Your question prompted me to lookup "two factor authentication" with LUKS.  Two factors is the third of the options in my list above, where you have a password and a USB memory stick.  IMHO it's the best approach to securing something like LUKS. The general approach is to store a long truly random LUKS key in the memory stick, and protect that with a password.

I found a long a detailed write-up for Ubuntu, but nothing specific to Gentoo.  IIUC, it's possible to migrate from simple pass-phrase to two factors by adding a new LUKS key and then deleting the pass-phrase when you're confident it all works.  I've not tried it, as it gives me nightmares of being so secure even I couldn't get into my own system   :Very Happy:   I'm going to look at it again though, as my PC is collecting too much information about me...

----------

## o5gmmob8

Hi Greybeard,

Cool, I read something about using a USB key to store your private key or something, but this "2 factor authentication" seems to be a little safer.  In the end though, it boils down to the security of your password.

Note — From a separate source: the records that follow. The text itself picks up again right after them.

PR #2685, opened 2026-07-08
fix: prevent spreadsheet indexing from storing LLM-rewritten row facts

TatshSiow:
Problematic Approach, Ignore this


TatshSiow:
This approach is problematic, mark as invalid, will do another research for the issue

PR #2722, opened 2026-07-16
increased batch size & concurrency for embedding creation

kaushal1999:


abhishek-pipeshub:
Need to test this properly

I'll have to experiment with encryption and updating the password(s) to see what happens when you get locked out.

On a side note, do you have any experience with pam mount with LUKS?  I just had a first stab at it and I used documentation that seemed a few years old.  I can login fine, but my encrypted volume is not mounted.  Also, the password prompt now says, pam_mount password.

Walter

----------

## malern

Brute-forcing a password does test an encryption schemes security to some degree. A password can be checked more quickly with some schemes than others, making them less secure in that regard. LUKS is designed to be more resistant to brute force attacks by making the key setup more CPU intensive, and therefore reducing how many passwords you can try in a given time period.

It would be interesting to do some real world tests against LUKS, and compare it to other encryption schemes. I'd like to see how many passwords-per-second can be checked on an average desktop machine. Unfortunately I don't know of any tools for brute forcing LUKS. You could create a script that repeatedly called luksOpen, but I imagine the overhead in doing that for each iteration would eclipse the actual time spent checking the password.

----------

## frostschutz

To verify that the encryption works in general, it's sufficient to run hexdump or strings on the raw device.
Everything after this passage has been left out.